Right, let's get started with October - I'm having a delayed spring clean and donating old clothes, books, bags to charity. 

Sunday, 16 September 2018

And August Passed in a Flash...

August passed so quickly that it's already half way through September.

In my July post, I said that August was going to be a good month and I'm afraid I was wrong.

It was a fantastic month full of adventures. 

There was a trip to Bletchley Park to learn more about Alan Turing and the code breakers in WWII plus having to battle an impossible roundabout just to get there. A trip to the National Art Gallery in London, and also a weekend to Bath to the Jane Austen Centre to see a strange looking mannequin who was meant to look like Jane Austen but actually looked more like she was passing through on her way to Marks and Spencers to hang out in their window display.

At the end of the month, I went to the Faber offices to hear Miriam Toews and Laura Bates talking about gender, patriarchy, religion, and their books. I'm hoping to read Miriam Toews' new book, Women Talking, either in September or October. 

But did you do any reading I hear you cry!

Well, yes!

Why We Sleep by Matthew Walker
This is such a fantastic book on the importance of sleep. Exploring the science of sleep, why our bodies crave sleep, ways to have better sleep health. I'm a slow non-fiction reader as I read at a different pace so it has taken me several months to finish but I'm so glad I have. Honestly, everybody should read this book. I now have the blue filter enabled in the evenings on my phone, dim the lights, listen to calm music and read (which I was already doing before) before I sleep. My sleep quality has improved. I definitely appreciate sleep more after reading this book!

Weight by Jeanette Winterson
Sharp writing in this pacy retelling of the myth of Atlas and Heracles. Exploring self-knowledge, nature of choice and the way we manipulate others for our own gain. Part of Canongate's The Canons series of retelling of myths with beautiful covers - the set would make a great present for a myths fan. Will be blogging more about this series later this month.

How Do You Like Me Now? by Holly Bourne
This is more than this generation's Bridget Jones. This is a book about the push and pull of women against society's expectations, about dealing with emotional abuse and narcissists, about friendships, and dread. Very honest, real, witty. I want there to be a sequel.

Goodbye, Vitamin by Rachel Khong
Ruth, 30, and her life isn't where she was hoping it would be. After breaking up with her fiance, leaving her job, she agrees to move in with her parents to look after her father who has Alzheimer's. This is a book about discovering who you, family relationships, and acceptance.

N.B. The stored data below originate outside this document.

PR #114, opened 2015-10-01
Make download all inputs availble to dxpy

godotgildor:


src/python/dxpy/bindings/download_all_inputs.py
```diff
@@ -0,0 +1,161 @@
...
+    with concurrent.futures.ThreadPoolExecutor(max_workers=max_num_parallel_downloads) as executor:
+       future_files = {executor.submit(_download_one_file, file_rec, idir): file_rec for file_rec in to_download}
+       for future in concurrent.futures.as_completed(future_files):
+           file_rec = future_files[future]
+           try:
+               future.result()
+           except Exception as exc:
+               sys.stderr.write('%r -> %s generated an exception' % (file_rec['src_file_id'], file_rec['trg_fname']))
+               raise
+           else:
```
kislyuk: Does this clause do anything?

src/python/dxpy/bindings/download_all_inputs.py
```diff
@@ -0,0 +1,161 @@
...
+# Download files in parallel
+#   to_download: list of tuples describing files to download
+def _parallel_file_download(to_download, idir, max_num_parallel_downloads):
+    with concurrent.futures.ThreadPoolExecutor(max_workers=max_num_parallel_downloads) as executor:
+       future_files = {executor.submit(_download_one_file, file_rec, idir): file_rec for file_rec in to_download}
+       for future in concurrent.futures.as_completed(future_files):
+           file_rec = future_files[future]
+           try:
+               future.result()
+           except Exception as exc:
```
kislyuk: To make this intterruptible by Ctrl+C on 2.7, please add a timeout to `as_completed(timeout=sys.maxint)` and an `except KeyboardException: os._exit()` catch. See comments in https://github.com/dnanexus/dx-toolkit/blob/master/src/python/dxpy/bindings/dxfile_functions.py#L255-L260

src/python/dxpy/bindings/download_all_inputs.py
godotgildor: Which clause are you asking about?

This code is verbatim from the existing download_all_inputs code.  Basically, this code previously lived in src/python/scripts in a simple python script that was only usable from bash apps/applets.  This PR moves the code more or less as is from the scripts directory to the src/python/dxpy/bindings/ directory, so that the same functionality is available from python.

src/python/dxpy/bindings/download_all_inputs.py
godotgildor: I have updated the PR to include a try/except block wrapping the concurrent.futures block with the same pattern as the example @kislyuk pointed to.  I also added the suggested timeout.

src/python/dxpy/bindings/download_all_inputs.py
kislyuk: Thanks for the explanation. I was just commenting that the "else: pass" snippet seems like it doesn't do anything and could be removed. I understand it's outside the scope of this PR, so it's not blocking the merge.

src/python/dxpy/bindings/download_all_inputs.py
```diff
@@ -0,0 +1,168 @@
...
+        if (exclude is None) or (d not in exclude):
+            dirs_to_create.append(d)
+
+    # Create the directory structure, in preparation for download.
+    # Allows performing the download in parallel.
+    _create_dirs(idir, dirs_to_create)
+
+    # Remove excluded inputs
+    if (exclude is not None) and len(exclude) > 0:
+        inputs = file_load_utils.filter_dict(inputs, args.exclude)
```
kislyuk: I believe `args.exclude` is an invalid reference here. To catch errors like this, you can run `pylint -E <file.py>` and/or `pyflakes <file.py>`.

kislyuk:
LGTM pending the fix for `args.exclude` and any other issues the linters report.

JoeSachmo:
Thanks! Merged in the following commit:
https://github.com/dnanexus/dx-toolkit/commit/20faf4b5f5609d432dd1bfecb1020fb3f67db0af

PR #116, opened 2015-10-12
dxpy.download_dxfile: handle files with no part md5 metadata

kislyuk:
@psung, please take a look.


psung:
LGTM, but please add a regression test at some point.

Will the checksumming behavior ever be documented in helpstrings, the wiki, etc.? If and when there is any public expectation that downloads will be verified end-to-end, then we must warn the user whenever this has not been done.

kislyuk:
Thanks. I've updated PTFM-16281 to mention this. Proposed warning API is in https://github.com/dnanexus/dx-toolkit/commit/4e09ed2.

PR #117, opened 2015-10-26
PTFM-15570 dxpy supplies project ID on file/download requests

psung:
@ptn24 Preview of coming attractions, just so you have a better idea of where I'm going with this. I will open up a Revision for this as soon as D601 lands.


psung:
Sent for review as D433, so all further discussion should happen there.

PR #119, opened 2015-12-17
Add omit-resources feature

godotgildor:
Add a simple command line argument to dx get to allow users to fetch
the applet without the resources.


kislyuk:
Thanks! Could you add a test in the test suite?

PR #121, opened 2016-01-12
Allow insecure download of Python on CentOS

mckinsel:
Certificate checking doesn't work for some customers, but they still want to
use dx-toolkit with CentOS or RHEL. The CentOS python installation script
won't work for them unless they add a `-k` to every curl call. This change
creates an option for the whole script so they don't have to do that.


psung:
Merged as e9ced7e

PR #123, opened 2016-02-09
Fix print_progress bug

godotgildor:
There was a small bug when printing the status of a download in that
each time we print the new status, we have a carriage return which
resets the cursor to the beginning of the line so that each new progress
overwrites the previous line.  This works fine as long as the new line
is greater than or equal to the previous line's length, but if it's shorter,
then you'll see part of the old line left.


psung:
LGTM, squash merged as d768118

It's brilliant and funny!

*

As we're already half way through September I can already say it's a great month... a walk along Regent's Canal, and many more things planned....

Sunday, 9 September 2018

Book Review: The Cartography of Others

The Cartography of Others
by Catherine McNamara
Published by Unbound
Available in paperback and ebook

Catherine McNamara's latest short story collection, The Cartography of Others, not only has a lovely cover but the twenty stories contained inside are an exploration of displacement and estrangement.

Across the stories, we see characters who are on the verge of turning point in their lives. A woman waits in a hotel room for her married love to turn up, absorbing his excuses each time he calls, letting his flakiness knock her confidence. A son is trekking across a hill thinking about this mother's last few moments before she died. A soprano, on a boat, searching for her voice.

All these characters are looking for meaning, searching their past, hoping to find a sigh that will lead them towards their future. Catherine gives glimpses into their inner lives letting the reader see a character, who on the outside appears to be confident, has a great life but are crumbling inside, full of fear of the future.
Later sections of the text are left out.